Novel Ideas: The First Law trilogy by Joe Abercrombie

I was watching The Lord of the Rings: Return of the King last night, for the millionth time, and still got the same sad, depressed feeling that I always get when a story I love comes to a close. What is wrong with me? I thought to myself, how can I get a pain so acute that I want to start the three hour movie over again, even though it’s two in the morning and I have class the next day. Why am I in emotional pain so intense that it is physical because Gandalf is going to the Grey Havens, never to be seen again by me or Middle Earth? Is it a weakness of mine, or a strength?

This is a philosophy I still have to debate on my own time, but the point here is, I love fiction. I love stories like they are really happening to me, like these characters are people I encounter in my real life. But stories are real life, these characters really live within the mind of the author, the heart of the readers, in the ink on the pages. And a lot of times, as readers, we don’t get to know the characters as well as we’d like to because of limitations set by the author, such as point of view. What if you are reading Harry Potter but you really love Ron? You only get to focus on Harry’s feelings, Harry’s thoughts, the entire story through the lens of the protagonist. Ron is there, and you can still love him and know him, but a lot of him and what he has to offer as a character and a person is left out.

But what if every character becomes a protagonist? What if every character gets to share their thoughts and feelings and tell his or her side of the story? Then the reader really gets to know the people who are propelling the story forward, who live in this world that he or she is immersing him or herself in; the world in which the character’s life becomes richer, more detailed, more lifelike.

In Joe Abercrombie’s original book series, The First Law trilogy, the story is told from the point of view of each and every character; no single protagonist leads the way. If you like complicated, textured, unpredictable, flawed, believable characters, The First Law books are for you. You also have to like blood, gore, battles, mystery, magic, murder, and blurred lines between good and evil.

Abercrombie’s trilogy consists of The Blade Itself, Before They Are Hanged, and Last Argument of Kings.

From the first chapter of the first novel, these characters let you know they have a history and a future and a story to tell, and you do not want to put these books down until you have finished all three of them. The trilogy actually reads like one continuous novel, although it is broken up into three, quite like the infamous, ingenious, Lord of the Rings trilogy composed by the god, I mean, my hero, J.R.R. Tolkien.

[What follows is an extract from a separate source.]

PR #631, opened 2025-08-29
(test) FIR-48811 - added a test that fails for bigint

goprean:
When the bug FIR-48811 is resolved this test should be enabled.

The First Law trilogy follows the stories of a variety of characters: there’s Bayaz, the First of the Magi; Ferro, a vicious ex-slave and beast with a sword and bow;  Jezal Luthar, an egomaniac son of a nobleman; Sand Dan Glokta, a miserable, handicapped war veteran who was tortured and now tortures for the government for a living; and my personal favorite, Logen Ninefingers, better known as the Bloody Nine, a feared and practiced warrior and murderer with a dual-personality disorder and major anger issues, although when he is not bloodthirsty he is quite composed, intelligent, and reserved. But these are only five of at least ten major players in this modern, honest take on the classic epic quest story invented and perfected by Tolkien.

I feel like a lot of books are directed toward and/or picked up by females, but this series is definitely male-oriented, although females, like myself, with an open mind and taste for battle scenes can get serious enjoyment out of Abercrombie’s The First Law trilogy.